▸ **Work to be completed**: Repeat each entry. Keep every line exactly as it is.
[Input material Boundary: Start]
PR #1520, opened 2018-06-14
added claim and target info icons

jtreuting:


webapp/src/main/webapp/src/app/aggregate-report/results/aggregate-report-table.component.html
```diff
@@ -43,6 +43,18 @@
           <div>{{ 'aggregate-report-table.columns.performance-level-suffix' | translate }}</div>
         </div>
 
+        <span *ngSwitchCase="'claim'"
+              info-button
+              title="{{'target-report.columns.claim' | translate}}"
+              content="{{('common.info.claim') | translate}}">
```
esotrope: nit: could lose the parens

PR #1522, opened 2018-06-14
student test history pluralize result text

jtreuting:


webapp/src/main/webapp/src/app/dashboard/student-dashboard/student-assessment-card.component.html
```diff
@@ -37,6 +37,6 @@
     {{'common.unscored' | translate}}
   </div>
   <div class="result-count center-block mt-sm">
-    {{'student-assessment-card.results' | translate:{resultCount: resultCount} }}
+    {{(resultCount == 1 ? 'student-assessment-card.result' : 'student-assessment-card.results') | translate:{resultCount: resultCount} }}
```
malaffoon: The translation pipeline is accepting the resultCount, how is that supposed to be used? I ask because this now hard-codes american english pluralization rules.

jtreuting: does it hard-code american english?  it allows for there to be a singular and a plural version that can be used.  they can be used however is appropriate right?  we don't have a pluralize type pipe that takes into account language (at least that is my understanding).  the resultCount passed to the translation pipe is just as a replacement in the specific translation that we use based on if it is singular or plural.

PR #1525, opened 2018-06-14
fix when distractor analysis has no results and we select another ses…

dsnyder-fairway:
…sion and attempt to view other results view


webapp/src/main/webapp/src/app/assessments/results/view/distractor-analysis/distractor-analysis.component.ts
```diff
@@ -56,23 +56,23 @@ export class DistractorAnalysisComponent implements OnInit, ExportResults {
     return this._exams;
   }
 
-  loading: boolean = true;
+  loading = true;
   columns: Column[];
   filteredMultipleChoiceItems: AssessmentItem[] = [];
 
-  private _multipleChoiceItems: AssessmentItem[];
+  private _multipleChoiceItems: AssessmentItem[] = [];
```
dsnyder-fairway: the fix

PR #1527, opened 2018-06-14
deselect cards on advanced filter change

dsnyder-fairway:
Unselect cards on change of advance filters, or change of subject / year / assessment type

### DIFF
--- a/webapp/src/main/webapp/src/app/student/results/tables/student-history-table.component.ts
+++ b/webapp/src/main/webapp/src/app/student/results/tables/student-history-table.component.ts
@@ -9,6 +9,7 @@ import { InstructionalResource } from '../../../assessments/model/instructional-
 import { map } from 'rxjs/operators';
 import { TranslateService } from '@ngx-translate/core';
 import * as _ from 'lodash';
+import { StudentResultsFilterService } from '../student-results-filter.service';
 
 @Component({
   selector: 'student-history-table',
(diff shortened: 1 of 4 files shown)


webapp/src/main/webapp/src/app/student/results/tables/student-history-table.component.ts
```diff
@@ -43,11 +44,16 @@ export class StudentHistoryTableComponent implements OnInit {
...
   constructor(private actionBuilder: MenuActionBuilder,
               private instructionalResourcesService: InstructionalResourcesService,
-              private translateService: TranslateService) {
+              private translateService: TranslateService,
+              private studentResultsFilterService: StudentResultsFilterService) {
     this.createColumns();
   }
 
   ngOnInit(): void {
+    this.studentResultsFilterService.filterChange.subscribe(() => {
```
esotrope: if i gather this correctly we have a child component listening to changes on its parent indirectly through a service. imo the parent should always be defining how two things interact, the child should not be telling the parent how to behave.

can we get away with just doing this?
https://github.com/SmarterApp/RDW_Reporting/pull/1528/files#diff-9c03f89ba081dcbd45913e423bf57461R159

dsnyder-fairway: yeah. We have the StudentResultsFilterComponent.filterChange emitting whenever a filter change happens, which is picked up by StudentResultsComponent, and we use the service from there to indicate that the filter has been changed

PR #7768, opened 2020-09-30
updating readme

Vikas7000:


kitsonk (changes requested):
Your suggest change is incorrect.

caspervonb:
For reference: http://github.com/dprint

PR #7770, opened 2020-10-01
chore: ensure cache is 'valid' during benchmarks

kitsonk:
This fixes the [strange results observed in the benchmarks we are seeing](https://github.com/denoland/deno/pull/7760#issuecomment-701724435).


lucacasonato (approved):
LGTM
[Input material Boundary: End]
▸ **Result of the exercise**:
PR #1520, opened 2018-06-14
added claim and target info icons

jtreuting:


webapp/src/main/webapp/src/app/aggregate-report/results/aggregate-report-table.component.html
```diff
@@ -43,6 +43,18 @@
           <div>{{ 'aggregate-report-table.columns.performance-level-suffix' | translate }}</div>
         </div>
 
+        <span *ngSwitchCase="'claim'"
+              info-button
+              title="{{'target-report.columns.claim' | translate}}"
+              content="{{('common.info.claim') | translate}}">
```
esotrope: nit: could lose the parens

PR #1522, opened 2018-06-14
student test history pluralize result text

jtreuting:


webapp/src/main/webapp/src/app/dashboard/student-dashboard/student-assessment-card.component.html
```diff
@@ -37,6 +37,6 @@
     {{'common.unscored' | translate}}
   </div>
   <div class="result-count center-block mt-sm">
-    {{'student-assessment-card.results' | translate:{resultCount: resultCount} }}
+    {{(resultCount == 1 ? 'student-assessment-card.result' : 'student-assessment-card.results') | translate:{resultCount: resultCount} }}
```
malaffoon: The translation pipeline is accepting the resultCount, how is that supposed to be used? I ask because this now hard-codes american english pluralization rules.

jtreuting: does it hard-code american english?  it allows for there to be a singular and a plural version that can be used.  they can be used however is appropriate right?  we don't have a pluralize type pipe that takes into account language (at least that is my understanding).  the resultCount passed to the translation pipe is just as a replacement in the specific translation that we use based on if it is singular or plural.

PR #1525, opened 2018-06-14
fix when distractor analysis has no results and we select another ses…

dsnyder-fairway:
…sion and attempt to view other results view


webapp/src/main/webapp/src/app/assessments/results/view/distractor-analysis/distractor-analysis.component.ts
```diff
@@ -56,23 +56,23 @@ export class DistractorAnalysisComponent implements OnInit, ExportResults {
     return this._exams;
   }
 
-  loading: boolean = true;
+  loading = true;
   columns: Column[];
   filteredMultipleChoiceItems: AssessmentItem[] = [];
 
-  private _multipleChoiceItems: AssessmentItem[];
+  private _multipleChoiceItems: AssessmentItem[] = [];
```
dsnyder-fairway: the fix

PR #1527, opened 2018-06-14
deselect cards on advanced filter change

dsnyder-fairway:
Unselect cards on change of advance filters, or change of subject / year / assessment type

### DIFF
--- a/webapp/src/main/webapp/src/app/student/results/tables/student-history-table.component.ts
+++ b/webapp/src/main/webapp/src/app/student/results/tables/student-history-table.component.ts
@@ -9,6 +9,7 @@ import { InstructionalResource } from '../../../assessments/model/instructional-
 import { map } from 'rxjs/operators';
 import { TranslateService } from '@ngx-translate/core';
 import * as _ from 'lodash';
+import { StudentResultsFilterService } from '../student-results-filter.service';
 
 @Component({
   selector: 'student-history-table',
(diff shortened: 1 of 4 files shown)


webapp/src/main/webapp/src/app/student/results/tables/student-history-table.component.ts
```diff
@@ -43,11 +44,16 @@ export class StudentHistoryTableComponent implements OnInit {
...
   constructor(private actionBuilder: MenuActionBuilder,
               private instructionalResourcesService: InstructionalResourcesService,
-              private translateService: TranslateService) {
+              private translateService: TranslateService,
+              private studentResultsFilterService: StudentResultsFilterService) {
     this.createColumns();
   }
 
   ngOnInit(): void {
+    this.studentResultsFilterService.filterChange.subscribe(() => {
```
esotrope: if i gather this correctly we have a child component listening to changes on its parent indirectly through a service. imo the parent should always be defining how two things interact, the child should not be telling the parent how to behave.

can we get away with just doing this?
https://github.com/SmarterApp/RDW_Reporting/pull/1528/files#diff-9c03f89ba081dcbd45913e423bf57461R159

dsnyder-fairway: yeah. We have the StudentResultsFilterComponent.filterChange emitting whenever a filter change happens, which is picked up by StudentResultsComponent, and we use the service from there to indicate that the filter has been changed

PR #7768, opened 2020-09-30
updating readme

Vikas7000:


kitsonk (changes requested):
Your suggest change is incorrect.

caspervonb:
For reference: http://github.com/dprint

PR #7770, opened 2020-10-01
chore: ensure cache is 'valid' during benchmarks

kitsonk:
This fixes the [strange results observed in the benchmarks we are seeing](https://github.com/denoland/deno/pull/7760#issuecomment-701724435).


lucacasonato (approved):
LGTM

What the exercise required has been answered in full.